For a population, another formula for variance is
$$
\sigma^2 = \frac{1}{N} \sum_{i=1}^N x_i^2 - \mu^2.
$$
For a sample, the corresponding form is
$$
s^2 = \frac{1}{n - 1} \left( \sum_{i=1}^n x_i^2 - n\bar{x}^2 \right).
$$
The idea is:
- Compute $\sum x_i$ and $\sum x_i^2$.
- Use them to calculate $\mu$ or $\bar{x}$, then plug into these formulas.
These are algebraically equivalent to the original definitions, but sometimes faster for large data sets or programmable calculations.
Relationship between variance and standard deviation
Standard deviation (covered in its own chapter) is directly based on variance:
- Population standard deviation:
$$
\sigma = \sqrt{\sigma^2}.
$$ - Sample standard deviation:
$$
s = \sqrt{s^2}.
$$
In words: standard deviation is the square root of variance.
Because variance uses squared units, taking the square root returns to the original units of the data, which often makes the standard deviation easier to interpret. Variance is still very important mathematically and in many formulas, even when we talk more intuitively in terms of standard deviation.
Interpreting variance in practice
Here are some general guidelines to help you interpret variance:
- Zero variance:
- All data values are equal.
- Every deviation from the mean is 0, so the sum of squared deviations is 0.
- Relative size of variance:
- Comparing variances is only meaningful when the data are on the same scale.
- If dataset A and dataset B measure the same quantity (e.g., both are exam scores), and A has variance $20$ while B has variance $80$, B is more variable than A; its values are more spread out from the mean.
- Units and squared units:
- If data are in centimeters, variance is in square centimeters.
- For communication, people often translate to standard deviation; however, in formulas for many statistical methods, variance is the core underlying quantity.
Example of comparison
Suppose you have two classes of test scores.
- Class 1: variance $= 10$
- Class 2: variance $= 50$
Both classes have the same mean score (say, $75$), but Class 2’s scores are more widely spread. There might be more very high and very low scores in Class 2, while Class 1’s scores are more tightly clustered around 75.
Basic properties of variance
Variance has several important mathematical properties. Here are some of the most useful, stated informally.
Non-negativity
Variance is always greater than or equal to 0:
$$
\sigma^2 \ge 0,\quad s^2 \ge 0.
$$
It is 0 if and only if all data values are equal.

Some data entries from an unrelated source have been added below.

Issue #915, opened 2020-03-24
Versions being deployed are stuck in the 'approved' state on EnvironmentSummary and ArtifactSummary


erikmunson:
In theory, the way the EnvironmentSummary and ArtifactSummary APIs work is that when an artifact is `approved` for an environment, it subsequently enters the [`deploying`](https://github.com/spinnaker/keel/blob/master/keel-core/src/main/kotlin/com/netflix/spinnaker/keel/core/api/EnvironmentSummary.kt#L48) state as tasks are launched and resources flip to the `ACTUATING` status.

In practice, it appears that right now versions enter `approved` and get stuck there until deployment is done. Resources flip to `DIFF` then `ACTUATING` as tasks are launched, and then eventually to `HAPPY` once the diff is resolved. The whole time the version stays `approved`, and then when things are all over it switches directly to `current` without ever hitting `deployed`.

Because this API is new and not thoroughly used, it's not clear to me whether this ever worked or if we're looking at some sort of regression. Either way it's critical that we be able to show things in a `deploying` state to properly communicate what's happening, so I consider this a blocker for getting the UI out to customers.

PR #932, opened 2020-03-27
fix(artifacts): mark as deploying, version in task description

emjburns:
Fixes https://github.com/spinnaker/keel/issues/915:
(1) Adds "DEPLOYING" when we launch tasks to deploy new versions to clusters. Note: for Titus that means we have to translate the digest to the desired app version. 

(2) Since we're already calculating the version to send in an event right after the task launches, also include the version in the task description so it shows up in the UI (like `Upsert server group emburnstest-md-test2 to deb-sample-app-server-0.117.0-h347.3cc480c in account/region`

### DIFF
--- a/keel-artifact/src/test/kotlin/com/netflix/spinnaker/keel/artifact/ArtifactDeployingListenerTests.kt
+++ b/keel-artifact/src/test/kotlin/com/netflix/spinnaker/keel/artifact/ArtifactDeployingListenerTests.kt
@@ -1,0 +1,74 @@
+package com.netflix.spinnaker.keel.artifact
+
+import com.netflix.spinnaker.keel.api.Resource
+import com.netflix.spinnaker.keel.api.id
+import com.netflix.spinnaker.keel.events.ArtifactVersionDeploying
+import com.netflix.spinnaker.keel.test.DummyResourceSpec
+import com.netflix.spinnaker.keel.test.combinedMockRepository
+import com.netflix.spinnaker.keel.test.deliveryConfig
+import com.netflix.spinnaker.keel.test.resource
+import dev.minutest.junit.JUnit5Minutests
+import dev.minutest.rootContext
+import io.mockk.every
+import io.mockk.spyk
+import io.mockk.verify
+
+internal class ArtifactDeployingListenerTests : JUnit5Minutests {
+  class Fixture {
+    val r: Resource<DummyResourceSpec> = spyk(resource())
+    val config = deliveryConfig(resource = r)
+    val artifact = config.artifacts.first()
+    val repository = combinedMockRepository()
+
+    val event = ArtifactVersionDeploying(
+      resourceId = r.id,
+      artifactVersion = "1.1.1"
+    )
+
+    val subject = ArtifactDeployingListener(repository)
+  }
+
+  fun tests() = rootContext<Fixture> {
+    fixture { Fixture() }
+
+    before {
+      every { repository.getResource(r.id) } returns r
+      every { repository.deliveryConfigFor(r.id) } returns config
+      every { repository.environmentFor(r.id) } returns config.environments.first()
+    }
+
+    context("no artifact associated with the resource") {
+      test("nothing is marked deploying") {
+        subject.onArtifactVersionDeploying(event)
+        verify(exactly = 0) { repository.isApprovedFor(config, any(), event.artifactVersion, any()) }
+        verify(exactly = 0) { repository.markAsDeployingTo(config, any(), event.artifactVersion, any()) }
+      }
+    }
+
+    context("an artifact is associated with a resource") {
+      before {
+        every { r.findAssociatedArtifact(config) } returns artifact
+      }
+      context("artifact is approved for env") {
+        before {
+          every { repository.isApprovedFor(any(), any(), event.artifactVersion, any()) } returns true
+        }
+
+        test("version is marked deploying") {
+          subject.onArtifactVersionDeploying(event)
+          verify(exactly = 1) { repository.markAsDeployingTo(any(), any(), event.artifactVersion, any()) }
+        }
+      }
+
+      context("artifact is not approved for env") {
+        before {
+          every { repository.isApprovedFor(any(), any(), event.artifactVersion, any()) } returns false
+        }
+        test("nothing is marked as deploying") {
+          subject.onArtifactVersionDeploying(event)
+          verify(exactly = 0) { repository.markAsDeployingTo(config, any(), event.artifactVersion, any()) }
+        }
+      }
+    }
+  }
+}
--- a/keel-core/src/main/kotlin/com/netflix/spinnaker/keel/events/ArtifactVersionDeploying.kt
+++ b/keel-core/src/main/kotlin/com/netflix/spinnaker/keel/events/ArtifactVersionDeploying.kt
@@ -1,0 +1,9 @@
+package com.netflix.spinnaker.keel.events
+
+/**
+ * An event fired when we launch a task to deploy a new version to a cluster
+ */
+data class ArtifactVersionDeploying(
+  val resourceId: String,
+  val artifactVersion: String
+)
--- a/keel-ec2-plugin/src/main/kotlin/com/netflix/spinnaker/keel/ec2/MissingAppVersionException.kt
+++ b/keel-ec2-plugin/src/main/kotlin/com/netflix/spinnaker/keel/ec2/MissingAppVersionException.kt
@@ -1,0 +1,7 @@
+package com.netflix.spinnaker.keel.ec2
+
+import com.netflix.spinnaker.kork.exceptions.IntegrationException
+
+class MissingAppVersionException(
+  val resourceId: String
+) : IntegrationException("Resource $resourceId is missing version information. Is the appVersion tag missing from the AMI?")
--- a/keel-ec2-plugin/src/main/kotlin/com/netflix/spinnaker/keel/ec2/resource/ClusterHandler.kt
+++ b/keel-ec2-plugin/src/main/kotlin/com/netflix/spinnaker/keel/ec2/resource/ClusterHandler.kt
@@ -53,8 +53,10 @@ import com.netflix.spinnaker.keel.core.orcaClusterMoniker
 import com.netflix.spinnaker.keel.core.serverGroup
 import com.netflix.spinnaker.keel.diff.toIndividualDiffs
 import com.netflix.spinnaker.keel.ec2.CLOUD_PROVIDER
+import com.netflix.spinnaker.keel.ec2.MissingAppVersionException
 import com.netflix.spinnaker.keel.ec2.SPINNAKER_EC2_API_V1
 import com.netflix.spinnaker.keel.events.ArtifactVersionDeployed
+import com.netflix.spinnaker.keel.events.ArtifactVersionDeploying
 import com.netflix.spinnaker.keel.exceptions.ExportError
 import com.netflix.spinnaker.keel.orca.OrcaService
 import com.netflix.spinnaker.keel.orca.dependsOn
@@ -117,14 +119,24 @@ class ClusterHandler(
           modifyInPlace(resource, modifyDiffs))
       }
 
+      val version = diffs.first().desired.launchConfiguration.appVersion
+        ?: throw MissingAppVersionException(resource.id)
+
       if (resource.spec.deployWith.isStaggered && createDiffs.isNotEmpty()) {
-        val tasks = upsertStaggered(resource, createDiffs)
+        val tasks = upsertStaggered(resource, createDiffs, version)
         return@coroutineScope tasks + deferred.map { it.await() }
       }
 
       deferred.addAll(
-        upsertUnstaggered(resource, createDiffs)
+        upsertUnstaggered(resource, createDiffs, version)
       )
+
+      if (createDiffs.isNotEmpty()) {
+        publisher.publishEvent(ArtifactVersionDeploying(
+          resourceId = resource.id,
+          artifactVersion = version
+        ))
+      }
 
       return@coroutineScope deferred.map { it.await() }
     }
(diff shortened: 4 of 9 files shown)


keel-artifact/src/test/kotlin/com/netflix/spinnaker/keel/artifact/ArtifactDeployingListenerTests.kt
```diff
@@ -0,0 +1,66 @@
...
+import dev.minutest.junit.JUnit5Minutests
+import dev.minutest.rootContext
+import io.mockk.every
+import io.mockk.mockk
+import io.mockk.verify
+
+internal class ArtifactDeployingListenerTests : JUnit5Minutests {
+  class Fixture {
+    val realResource: Resource<DummyResourceSpec> = resource()
+    val r: Resource<DummyResourceSpec> = mockk()
```
luispollo: I think you can use a Spy to simplify this: https://github.com/mockk/mockk#spy

keel-artifact/src/test/kotlin/com/netflix/spinnaker/keel/artifact/ArtifactDeployingListenerTests.kt
```diff
@@ -0,0 +1,66 @@
...
+    }
+
+    context("no artifact") {
+      before {
+        every { r.findAssociatedArtifact(config) } returns null
+      }
+
+      test("nothing is marked deploying") {
+        subject.onArtifactVersionDeploying(event)
+        verify(exactly = 0) { repository.isApprovedFor(config, any(), event.artifactVersion, any()) }
```
luispollo: I recently learned from @robfletcher that you can write this in a much more human-friendly way:
```kotlin
verify { repository.isApprovedFor(config, any(), event.artifactVersion, any()) wasNot Called }
```

keel-artifact/src/test/kotlin/com/netflix/spinnaker/keel/artifact/ArtifactDeployingListenerTests.kt
```diff
@@ -0,0 +1,66 @@
...
+        verify(exactly = 0) { repository.markAsDeployingTo(config, any(), event.artifactVersion, any()) }
+      }
+    }
+
+    context("an artifact") {
```
luispollo:
```suggestion
    context("an artifact is approved") {
```

keel-artifact/src/test/kotlin/com/netflix/spinnaker/keel/artifact/ArtifactDeployingListenerTests.kt
```diff
@@ -0,0 +1,66 @@
...
+      before {
+        every { r.findAssociatedArtifact(config) } returns artifact
+        every { repository.isApprovedFor(any(), any(), event.artifactVersion, any()) } returns true
```
luispollo: It'd be nice to add another test for when an artifact is associated with the resource but the version has not been approved.

keel-core/src/main/kotlin/com/netflix/spinnaker/keel/events/ArtifactVersionDeploying.kt
```diff
@@ -0,0 +1,10 @@
+package com.netflix.spinnaker.keel.events
+
+/**
+ * An event fired when we launch a task to deploy a new version to a cluster
+ */
+data class ArtifactVersionDeploying(
+  val resourceId: String,
+  val artifactVersion: String,
```
luispollo: Would it be useful to have a reference to the `DeliveryArtifact` here, even if only for informational purposes (e.g. logging)?

keel-core/src/main/kotlin/com/netflix/spinnaker/keel/events/ArtifactVersionDeploying.kt
```diff
@@ -0,0 +1,10 @@
...
+  val provider: String = "aws"
```
luispollo: Why default this? I don't think we should have a preference for providers. 😄

keel-ec2-plugin/src/main/kotlin/com/netflix/spinnaker/keel/ec2/MissingAppVersionException.kt
```diff
@@ -0,0 +1,7 @@
+package com.netflix.spinnaker.keel.ec2
+
+import com.netflix.spinnaker.kork.exceptions.IntegrationException
+
+class MissingAppVersionException(
+  val resourceId: String
+) : IntegrationException("Resource $resourceId is missing the appVersion, is it present on the AMI?")
```
luispollo: TIL about this `IntegrationException`.
Question: I think the exception message may be a little cryptic if it bubbles up all the way. Can we maybe make that a bit more friendly? Where does the `appVersion` come from in the AMI, is it a tag? If it is, we could use something like "Resource X is missing version information. Is the appVersion tag missing from the AMI?".

keel-ec2-plugin/src/main/kotlin/com/netflix/spinnaker/keel/ec2/resource/ClusterHandler.kt
```diff
@@ -189,7 +202,7 @@ class ClusterHandler(
           async {
             taskLauncher.submitJob(
               resource = resource,
-              description = "Upsert server group ${diff.desired.moniker} in " +
+              description = "Upsert server group ${diff.desired.moniker} to $version in " +
```
luispollo: ❤️

keel-ec2-plugin/src/main/kotlin/com/netflix/spinnaker/keel/ec2/resource/ClusterHandler.kt
```diff
@@ -261,7 +275,7 @@ class ClusterHandler(
         val deferred = async {
           taskLauncher.submitJob(
             resource = resource,
-            description = "Upsert server group ${diff.desired.moniker} in " +
+            description = "Upsert server group ${diff.desired.moniker} to $version in " +
```
luispollo: ❤️

keel-titus-plugin/src/main/kotlin/com/netflix/spinnaker/keel/api/titus/cluster/TitusClusterHandler.kt
```diff
@@ -126,16 +127,45 @@ class TitusClusterHandler(
...
+          var tags: Set<String> = emptySet()
+          val version = when {
+            diff.isCapacityOnly() -> null
+            else -> {
+              // calculate the version for the digest
+              tags = getTagsForDigest(desired.container, desired.location.account).filterNot { it == "latest" }.toSet()
+              if (tags.size == 1) {
+                tags.first()
+              } else {
+                log.debug("Container digest ${desired.container} has multiple tags: $tags")
```
luispollo: Would it be safe to sort the tags in descending order and pick the first? As in, the latest tag applied?

keel-titus-plugin/src/main/kotlin/com/netflix/spinnaker/keel/api/titus/cluster/TitusClusterHandler.kt
```diff
@@ -126,16 +127,45 @@ class TitusClusterHandler(
...
               resource = resource,
-              description = "Upsert server group ${desired.moniker} in ${desired.location.account}/${desired.location.region}",
+              description = description,
               correlationId = "${resource.id}:${desired.location.region}",
               job = job
             )
           }
+
+          tags.forEach { tag ->
+            publisher.publishEvent(ArtifactVersionDeploying(
```
luispollo: Why one event for every tag? We just went through all this logic above to pick the one version string to use. Shouldn't we use that to generate a single event here?

luispollo: BTW, whatever the case, there should be tests covering the expected behavior when there are multiple tags for a digest.

keel-titus-plugin/src/main/kotlin/com/netflix/spinnaker/keel/api/titus/cluster/TitusClusterHandler.kt
```diff
@@ -319,25 +349,33 @@ class TitusClusterHandler(
...
                 provider = "titus"
               ))
             }
-          }
         }
       }
 
+  /**
+   * Get all tags that match a digest.
+   * Note: there may be more than one tag with the same digest (like `latest` and a version tag)
```
luispollo: I see that we end up filtering the `"latest"` tag at least for the `ArtifactVersionDeploying` event above. Should we filter it out here, at the "source"?

keel-titus-plugin/src/main/kotlin/com/netflix/spinnaker/keel/api/titus/cluster/TitusClusterHandler.kt
luispollo: On second thought, never mind. I'm assuming the UI will have a link that takes the user to the image, where they'll see it has multiple tags. Perhaps just use the short hash for the digest instead?

keel-artifact/src/test/kotlin/com/netflix/spinnaker/keel/artifact/ArtifactDeployingListenerTests.kt
emjburns: oh thank goodness, i was trying to figure out how to do that but i didn't know the right words to search for!!! thank you!

keel-artifact/src/test/kotlin/com/netflix/spinnaker/keel/artifact/ArtifactDeployingListenerTests.kt
emjburns: updating the wording to make the test clearer

keel-core/src/main/kotlin/com/netflix/spinnaker/keel/events/ArtifactVersionDeploying.kt
emjburns: No, we need to look it up in the handler for this event because that's where we have access to the delivery config repository.

keel-ec2-plugin/src/main/kotlin/com/netflix/spinnaker/keel/ec2/MissingAppVersionException.kt
emjburns: This should never happen TM, but i have seen this situation maybe once... It'll need us to debug regardless since it requires a bunch of knowledge of the system and our netflix assumptions. It does come from the ami tag, i'll update the exception to be the language you suggested.

keel-titus-plugin/src/main/kotlin/com/netflix/spinnaker/keel/api/titus/cluster/TitusClusterHandler.kt
emjburns: 👍 I'll shorten the hash here so it's not so long. Until we see a bunch of situations where this happens i'm not sure what the right behavior is - but I think you're right, you'll just need to look at the image yourself.

keel-titus-plugin/src/main/kotlin/com/netflix/spinnaker/keel/api/titus/cluster/TitusClusterHandler.kt
emjburns: Well, we know what digest we're deploying. But, for docker images, there can be multiple tags for each digest. Say you publish your new image, and you tag it with the actual version `1.1.1`, and the `latest` tag happens automatically, but you're also doing some testing so you tag it `my-test-v1.1.1`. We have no way of knowing here which version you care about for managed delivery's sake. So the `getTags` list for this digest will return [`1.1.1`, `my-test-v1.1.1`, `latest`]. We filter out `latest`, cause we never care about that. But, in this context, how can we know which version string is the one that matches the format we're tracking, and which is the format that we can discard? `.first()` is meaningless. So, we send out an event for each version. In the handler for this event, we only mark as `DEPLOYING` if it's already been approved for the environment (which is how we ignore versions we're not explicitly caring about).

keel-titus-plugin/src/main/kotlin/com/netflix/spinnaker/keel/api/titus/cluster/TitusClusterHandler.kt
emjburns: hmm, ya it's probably better to do here since we'll never want `latest` in this class.

keel-core/src/main/kotlin/com/netflix/spinnaker/keel/events/ArtifactVersionDeploying.kt
emjburns: ehh, was just copying from elsewhere. I can remove

emjburns: Actually I don't even need this field now. I'll just remove it!

keel-ec2-plugin/src/main/kotlin/com/netflix/spinnaker/keel/ec2/resource/ClusterHandler.kt
gal-yardeni: Nice!

keel-titus-plugin/src/main/kotlin/com/netflix/spinnaker/keel/api/titus/cluster/TitusClusterHandler.kt
emjburns: Added tests for each publishing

Effect of adding a constant
If you add the same constant $c$ to every data value, the variance does not change.
Let $y_i = x_i + c$ for all $i$. Then:
$$
\text{Var}(y_1, \dots, y_n) = \text{Var}(x_1, \dots, x_n).
$$
Reason: adding a constant shifts all values and the mean by the same amount, but it does not change how far values are from the mean.
Effect of multiplying by a constant
If you multiply every data value by a constant $a$, the variance is multiplied by $a^2$.
Let $y_i = a x_i$ for all $i$. Then:
$$
\text{Var}(y_1, \dots, y_n) = a^2 \,\text{Var}(x_1, \dots, x_n).
$$
Example: if temperature measurements in degrees Celsius are converted to degrees Fahrenheit using a linear transformation, the variance changes according to the square of the scaling factor.
Combining these transformations
For a linear transformation $y_i = a x_i + c$:
- Adding $c$ does not change variance.
- Multiplying by $a$ multiplies variance by $a^2$.
So overall:
$$
\text{Var}(a x_1 + c,\dots,a x_n + c) = a^2 \,\text{Var}(x_1,\dots,x_n).
$$
This property is especially important when rescaling data (for example, when converting units or standardizing variables).
Variance is the central measure of spread in many areas of probability and statistics. Understanding how it is defined, when to use the population versus sample formula, and how to interpret its size will prepare you for later topics such as standard deviation, probability distributions, and inferential methods that rely on variance.